• Instructions to follow:
Go to the line containing "Build ok, no errors." and return it and each line after it exactly, through the end of the data below, and nothing more.

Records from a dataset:
PR #21019, opened 2017-12-02
[DB/Trainer] Riding trainers fixed with new DB tables + correction

DantestyleXD:
**Changes proposed:**

-  Riding and Flying trainers fixed with new tables
-  Trainers gossip_menu fixed with new tables
-  Roxi Ramrocket script doesn't need anymore (Conditions fix)

- [ ] 3.3.5
- [x] master

Build ok, no errors.
Ingame: all trainers tested (training and gossip) and all of them work.
With them, Riding skill lvl required to learn a new skill is required now and work.

**Note:**
I commented that script because it may serve in future (My little opinion, that can be delete...as you wish)

### DIFF
--- a/sql/updates/world/master/9999_99_99_99_world.sql
+++ b/sql/updates/world/master/9999_99_99_99_world.sql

• Result of the exercise:
Build ok, no errors.
Ingame: all trainers tested (training and gossip) and all of them work.
With them, Riding skill lvl required to learn a new skill is required now and work.

**Note:**
I commented that script because it may serve in future (My little opinion, that can be delete...as you wish)

### DIFF
--- a/sql/updates/world/master/9999_99_99_99_world.sql
+++ b/sql/updates/world/master/9999_99_99_99_world.sql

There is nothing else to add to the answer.